[[ Material shown open ]]

PR #66, opened 2013-03-17
Playbar ui bug fix

ejohnson44:
Fixed a weird layout thing with how long songs were being shown

### DIFF
--- a/SoundStream/src/com/lastcrusade/soundstream/components/ConnectFragment.java
+++ b/SoundStream/src/com/lastcrusade/soundstream/components/ConnectFragment.java
@@ -74,7 +74,6 @@ public class ConnectFragment extends SherlockFragment implements ITitleable{
     @Override
     public void onDestroy() {
         unregisterReceivers();
-        musicLibraryLocator.unbind();
         super.onDestroy();
     }
     
--- a/SoundStream/src/com/lastcrusade/soundstream/model/SongMetadata.java
+++ b/SoundStream/src/com/lastcrusade/soundstream/model/SongMetadata.java
@@ -1,11 +1,13 @@
 package com.lastcrusade.soundstream.model;
 
-import com.lastcrusade.soundstream.util.DefaultParcelableCreator;
+import java.util.Arrays;
 
 import android.os.Parcel;
 import android.os.Parcelable;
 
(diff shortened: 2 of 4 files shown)


SoundStream/src/com/lastcrusade/soundstream/components/ConnectFragment.java
```diff
@@ -74,7 +74,6 @@ public void onClick(View v) {
     @Override
     public void onDestroy() {
         unregisterReceivers();
-        musicLibraryLocator.unbind();
```
reidbaker, line 77: Why did we get rid of this?

SoundStream/src/com/lastcrusade/soundstream/model/SongMetadata.java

[[ Material shown closed ]]

## Work to be completed
Each record is to be retyped exactly as it appears.

## Exercise result
PR #66, opened 2013-03-17
Playbar ui bug fix

ejohnson44:
Fixed a weird layout thing with how long songs were being shown

### DIFF
--- a/SoundStream/src/com/lastcrusade/soundstream/components/ConnectFragment.java
+++ b/SoundStream/src/com/lastcrusade/soundstream/components/ConnectFragment.java
@@ -74,7 +74,6 @@ public class ConnectFragment extends SherlockFragment implements ITitleable{
     @Override
     public void onDestroy() {
         unregisterReceivers();
-        musicLibraryLocator.unbind();
         super.onDestroy();
     }
     
--- a/SoundStream/src/com/lastcrusade/soundstream/model/SongMetadata.java
+++ b/SoundStream/src/com/lastcrusade/soundstream/model/SongMetadata.java
@@ -1,11 +1,13 @@
 package com.lastcrusade.soundstream.model;
 
-import com.lastcrusade.soundstream.util.DefaultParcelableCreator;
+import java.util.Arrays;
 
 import android.os.Parcel;
 import android.os.Parcelable;
 
(diff shortened: 2 of 4 files shown)


SoundStream/src/com/lastcrusade/soundstream/components/ConnectFragment.java
```diff
@@ -74,7 +74,6 @@ public void onClick(View v) {
     @Override
     public void onDestroy() {
         unregisterReceivers();
-        musicLibraryLocator.unbind();
```
reidbaker, line 77: Why did we get rid of this?

SoundStream/src/com/lastcrusade/soundstream/model/SongMetadata.java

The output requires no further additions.